It’s no laughing matter: another tween game in town

find your true laugh is a dangerous game

A snippet from a quick search on youtube for “true laugh”

There’s another game in town called “Find your true laugh,” but it is no laughing matter. One kid lies down and another kid either sits on the recumbent kid’s chest or pushes hard on the recumbent kid’s chest with his hands (think CPR chest compressions). As the recumbent kid starts to laugh, his laugh purportedly changes. In this case, in addition to compromising a kid’s airway, the force of another person pushing hard on the chest can lead to rib fractures and, as one of our patients discovered painfully, even a fractured sternum. Rib fractures are acceptable as a side effect of CPR but are not an acceptable side effect of a game.

Tweens in particular seem vulnerable to trying the “Hey, this looks fun, let’s try it, ” airway blocking games. Explain to your tween that anything that can possibly interfere with breathing can hurt him.

Dr. Kardos tells tween patients:

Your nose is for breathing air. NOT for breathing fumes from glue or markers in order to get high. Called “huffing,” this can lead to sudden fatal heart arrhythmias.

Your mouth is also for breathing. Tweens can all recite the dangers of smoking cigarettes, but they can find it amusing to breathe in crushed candy, which can irritate lungs, or to try to swallow a spoonful of cinnamon while taking the “cinnamon challenge.”The coughing and vomiting that result from this challenge are evidence of its potential danger.

Air moves through your neck to reach your lungs. Tweens play the “choking game” by strangling themselves in order to get a brief high before passing out. Tell your kids to never tie or loop anything around their necks, for obvious reasons.
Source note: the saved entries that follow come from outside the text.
PR #36, opened 2015-10-15
C nbody

vext01:
Add C version of nbody and add checksum.

Renaming of `advance` is to avoid a clash with a function of the same name in glibc.

OK?

### DIFF
--- a/benchmarks/Makefile
+++ b/benchmarks/Makefile
@@ -16,10 +16,12 @@ BENCHMARKS = 		binarytrees \
 C_BENCHMARKS =	richards \
 		fasta \
 		binarytrees \
-		fannkuch_redux
+		fannkuch_redux \
+		nbody
 
 # Extra linker flags for C benchmarks
 C_EXTRA_LDFLAGS_binarytrees = -lm
+C_EXTRA_LDFLAGS_nbody = -lm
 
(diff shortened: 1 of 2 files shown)


ltratt:
I don't understand why `setup_state` is a separate function. It would seem to make sense _iff_ the C runner in Krun separately called "setup" vs "run iter"?

vext01:
I don't understand what you mean.

`setup_state()`  needs to be called once  per innermost iteration, not once per krun iteration.

ltratt:
I guess my point is: a two line function seems pointless -- it makes the code harder to read.

I'm also curious as to whether the `malloc` should be inside the `for` loop or not (I kind of think it should, but I suppose it depends on how the other language versions do this).

vext01:
Inlining the function is trivial. The malloc can go in either position, but to put it in side the loop is wasteful (in the other benchmarks, I have tried to be as efficient as possible too).

vext01:
OK?

ltratt:
OK!

ltratt:
Do you want to squash or should I merge as-is?

vext01:
I'll splat that last commit in.

vext01:
Squelch. Go ahead.

PR #39, opened 2015-10-16
Fasta checksums

vext01:
Bring all fasta benchmarks in line with the C one.

We can do a ton of squashing here, but I'm showing you the separate commits as their messages may help comprehension.

Please check very carefully.

OK?

### DIFF
--- a/benchmarks/fasta/c/bench.c
+++ b/benchmarks/fasta/c/bench.c
@@ -56,11 +56,6 @@ void wrap_write(int fd, char *buf, size_t len) {
    for (i = 0; i < len; i++) {
       checksum += buf[i];
    }
-
-#ifdef DEBUG
-   /* In real benchmarking we can't emit to stdout */
-   write(fd, buf, len);
-#endif
 }
 
 inline void str_write(char *s) {
--- a/benchmarks/fasta/c/bench.c
+++ b/benchmarks/fasta/c/bench.c
@@ -47,11 +47,6 @@ static u_int32_t checksum = 0;
 
 static unsigned rseed = START_RAND_SEED;
 
-void reset_state(void) {
-   checksum = 0;
-   rseed = START_RAND_SEED;
-}
-
 /*
  * Used to generate a checksum to verify benchmark correctness
  */
@@ -151,13 +146,8 @@ void run_iter(int n) {
    int i = 0;
 
    for (i = 0; i < n; i++) {
-      /* str_write(">ONE Homo sapiens alu\n"); */
       str_repeat(alu, SCALE * 2);
-
-      /* str_write(">TWO IUB ambiguity codes\n"); */
       rand_fasta(iub, SCALE * 3);
-
-      /* str_write(">THREE Homo sapiens frequency\n"); */
       rand_fasta(homosapiens, SCALE * 5);
 
       if (checksum != EXPECT_CKSUM) {
@@ -165,6 +155,8 @@ void run_iter(int n) {
 	     checksum, EXPECT_CKSUM);
       }
 
-      reset_state();
+      /* reset state */
+      checksum = 0;
+      rseed = START_RAND_SEED;
    }
 }
--- a/benchmarks/fasta/java/fasta.java
+++ b/benchmarks/fasta/java/fasta.java
@@ -16,7 +16,6 @@ class ChecksumOutputStream extends OutputStream {
 
     private long checksum = 0;
     private static long MOD;
-    private static final boolean DEBUG = false;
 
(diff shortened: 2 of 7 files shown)


ltratt:
Nothing jumps out as being wrong (but there is a lot of code!), which is good.

However, I'm pretty unconvinced by the `DEBUG` flag. I don't think that should be in any of the benchmarks. At best, it won't do anything; at worst, it might penalise a VM in ways that we can't really predict.

vext01:
I'm happy to remove them. They are only there for my benefit when DEBUGging :)

Let me get to a good break point and I'll come back to this.

snim2:
I've had a read through this and I can't see any obvious issues.

vext01:
Maybe I'm striving for an impossible goal, but I've just realised that the modulo stuff I am doing here might not be consistent. Let me run this past you guys and gals.
- Checksums in C are modulo 2^32 by construction of unsigned machine integers.
- Other languages have different number representations and may need to do extra work to achieve the same checksum (i.e. a modulo operation).

The extra modulo operations wlil give the languages that use them an unfair disadvantage, yet obviously the modulo is required for languages like python where the integers will never roll over.

I wonder if I should be using parameters that ensures checksums never go > 2**32. This would mean a modulo is never required, thus making this all more fair.

(If we go that route I would even consider ensuring that the checksum never goes higher than 2^31-1, so that the sum fits in a signed 32 (e.g.. Java ints)).

The problem is, how will I know the sum never exceeded the desired upper bound?

Am I reading into this too much?

ltratt:
You're reading too much into it.

vext01:
To be clear, we are OK if some of the languages execute modulo operations whereas others don't?

ltratt:
How do we even know?

snim2:
ISTM that the important thing is that the algorithms are really identical. You are thinking about whether the internals of each VM work in the same way, which is something I don't think we need to consider. Or maybe I have the wrong end of the stick?

vext01:
There are explicit modulo operations in some of the implementations to ensure that the checksums overflow as they would in C.

snim2:
Hmm. So you mean the benchmarks are implemented slightly differently in the different languages?

ltratt:
I don't see how you can work around the fact that different languages might represent numbers differently.

vext01:
Yes, but only for checksum related code. If we didn't modulo, we would have no guarantee that the checksums would match those of the C version, thus meaning I'm not sure the benchmarks are doing the same work.

@ltratt I think you might be right, but I wanted to raise this in case.

ltratt:
There is no problem here. If language X implements modulo differently, that's merely something to factor into the benchmarks.

In the paper, however, we need to be _very_ clear that we have created a slight variant of the traditional fasta benchmark. Our fasta isn't _quite_ comparable to other fastas any more.

vext01:
Just to be clear:

In C we might have:

```
u_int32_t checksum;
...
loop {
    checksum += something(); // no modulo, as this is implied.
}
```

And in Python:

```
checksum = 0
MOD = 2**32
...
some_loop:
    checksum += something() % MOD
```

ltratt:
Since we're mostly running on 64 bit machines, it's a reasonable assumption that most languages will fit a 32 bit int happily in a machine word. Let's move on.

vext01:
Sorry to persist, but statement is neither here nor there.

The problem is that to achieve the same checksum values some languages will need modulo operations whereas others will not. If we are OK with this discrepancy, then that's fine, as it stands I think I have failed to explain the problem.

Do you follow?

snim2:
Well, the only possible fix for this, to make the benchmarks more "fair" is to add the unnecessary modulo to the C code. The question is whether that extra bit of fairness is useful, given that a C compiler may remove the modulo anyway.

I'm not sure what the answer is TBH, I can see arguments either way, and the impact is probably not great.

vext01:
Right, I'm not certain the C compiler wont throw it away, which is why I have not mentioned this as a solution. In the above cases, the type alone is grounds enough to throw away the modulo. I.e. `x + 1 % 2^32 <=> x + 1` if x is of type `uint32_t`.

I think we can conclude that we can't win here, and now I _will_ move on. Sorry for the noise.

vext01:
Here's the debug stuff gone

vext01:
Looks ok, will squash?

ltratt:
OK, although I don't think this needs to be squashed to a single commit necessarily.

vext01:
I'll see what i can do

vext01:
This is probably reasonable? Merge if you like.

ltratt:
Looks good.

PR #40, opened 2015-10-19
Assume fasta checksums will not overflow or saturate.

vext01:
This checksum business was intruding my thoughts over the weekend. I have come to peace with the following idea: Let's assume the checksums do not overflow or saturate.

Facts that lead me to think this is a better idea:
- All of the languages we are using support numbers in the range of a signed64. Some as integers, some as doubles.
- Signed64 allows a huge numeric range. Maxing this out would be unlikely.
- If a checksum does exceed this range, it will either over/underflow (in the case of integer types) or saturate (for doubles). In this case, we will know about it (checksum will fail), and thus we can change the benchmark parameters to ensure this does not happen.
- With this assumption, no language has to do modulo's ever. Thus making it fairer.

FWIW here are the "integer" types in our languages:
- C: whatever int type you choose.
- Java: int=signed32, long=signed64.
- JS: int is really a double.
- Lua: int is really a double.
- PHP: Platform dependent, but on our architectures: signed64 and double above this range.
- Python: Bignum
- Ruby Bignum.

I'm pretty sure this is the best we can do. So let's put it to bed and charge on.

CC @snim2 

OK?

### DIFF
--- a/benchmarks/fasta/c/bench.c
+++ b/benchmarks/fasta/c/bench.c
@@ -43,7 +43,7 @@ const amino homosapiens[] = {
 /* Expected checksum tied to this specific scale factor */
 #define SCALE 10000
 #define EXPECT_CKSUM 9611973
-static u_int32_t checksum = 0;
+static u_int64_t checksum = 0;
 
 static unsigned rseed = START_RAND_SEED;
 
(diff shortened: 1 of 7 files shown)


ltratt:
I think we're actually using machine ints on Python, right? [Probably Ruby too.] Not that it matters in some ways.

I think this is ready for merging?

vext01:
Python and ruby use machine ints if possible, otherwise fall onto bignum.

Let's actually leave this open for a moment, as I've noticed binarytrees really does generate humongous numbers...

vext01:
I'm OK with the merge on this. Please go ahead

Kids have died playing this game.

Your lungs are in your chest. To get back to the find your true laugh game: this game involves smushing the chest. Point out that lungs can’t expand to hold air if someone is crushing your chest.
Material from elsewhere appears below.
PR #230, opened 2024-08-26
[Draft] Ts fixes

mhkeller:
Per https://github.com/mhkeller/layercake/issues/218

Collecting Typescript fixes on this branch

Earlier in this summer, Dr Lai  turned  around at a party to find a pile of tween girls on the rug giggling and trying to push in each other’s rib cages. After explaining to the girls why one should never block her airway, one of the girls  ferevently nodded and said , “I see, like the bologna game?”

“What bologna game?” asked Dr. Lai

” The one where you take a piece of bologna, cover your mouth and inhale it in.”

“Yes, like the bologna game, ” said Lai with a sigh.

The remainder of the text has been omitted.